::: RECORDS PROVIDED

PR #4275, opened 2021-12-23
Model chat: space out annotation buckets

EricMichaelSmith:
**Patch description**
- For the `model_chat` crowdsourcing task, if the text of the annotation categories is very long, you can set the `"show_line_breaks"` field (see `task_config/annotations_config.json`) to `true` in order to put a line break between the checkbox and text string of each category. This was useful recently when we had a test with very long questions for each checkbox.

**Testing steps**
Test command:
```
python parlai/crowdsourcing/tasks/model_chat/run.py \
mephisto.architect.port=3005 \
mephisto.task.maximum_units_per_worker=1000000 \
mephisto.task.task_name=${TASK_NAME}
```

`"show_line_breaks": false`:
Screen Shot 2021-12-23 at 4 54 37 PM

`"show_line_breaks": true`:
Screen Shot 2021-12-23 at 4 55 40 PM


meganung (approved):
ah this is a great option that improves the UX nicely!

PR #4283, opened 2022-01-04
Update receive_metrics for all agents including teachers

skiingpacman:
Summary:
"There's a method called receive_metrics that Agents get during
validation (mostly for lowering LR on plateau), but Teachers do not.
However, I've wanted to have teachers receive that for some time. That
would be the ideal time for you to adjust ratios [in the training data].
(I've wanted to do it for dynamic sampling during multitask learning in
order to start undersampling when one dataset overfits)" [S. Roller]

Test Plan:

Reviewers:

Subscribers:

Tasks:

Tags:

**Patch description**

**Testing steps**

**Other information**


stephenroller:
Oof didn't mean to drop this

PR #4289, opened 2022-01-06
[BB2] loading BB2 without skip-search-key flag.

mojtaba-komeili:
**Patch description**
Trying to load a BB2 model, because the new flag is not in the main opt, it was crashing (dict key error).
 
Screen Shot 2022-01-06 at 11 47 36 AM

Using `get` from the `opt` to avoid the crash.


jxmsML (approved):
LGTM! Thanks for the fix

PR #4291, opened 2022-01-06
classifier_reranker

jaseweston:


klshuster (approved):
Maybe you can also add a quick note to the README somewhere saying that this is an implementation of the `AbstractReranker` that works for just about any classifier?

jaseweston:
> Maybe you can also add a quick note to the README somewhere saying that this is an implementation of the `AbstractReranker` that works for just about any classifier?

added

PR #4297, opened 2022-01-10
[crowdsourcing] add pointer to documentation in run scripts

meganung:
just adding comments in the run.py scripts to read `parlai/crowdsourcing/README.md` for more info for running tasks after all the updates following hydra 1.1


EricMichaelSmith (approved):
Yeah this is great - so useful to be able to point to a single source of truth (i.e. the README) for specifying how to run these tasks! Thanks for making this change :)

PR #4298, opened 2022-01-10
Add help string to crowdsourcing task

EricMichaelSmith:
Adds a help string to a crowdsourcing task to let users know how to run it. Based on https://github.com/facebookresearch/ParlAI/pull/4297


meganung (approved):
ah looks like i missed one thanks!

::::::

**PROBLEM DESCRIPTION**.
Both end lines included, restate word for word the lines above from the line with "validation (mostly for" to the line with "(I've wanted to", and nothing else.

**RESULT FOR THIS TASK**.
validation (mostly for lowering LR on plateau), but Teachers do not.
However, I've wanted to have teachers receive that for some time. That
would be the ideal time for you to adjust ratios [in the training data].
(I've wanted to do it for dynamic sampling during multitask learning in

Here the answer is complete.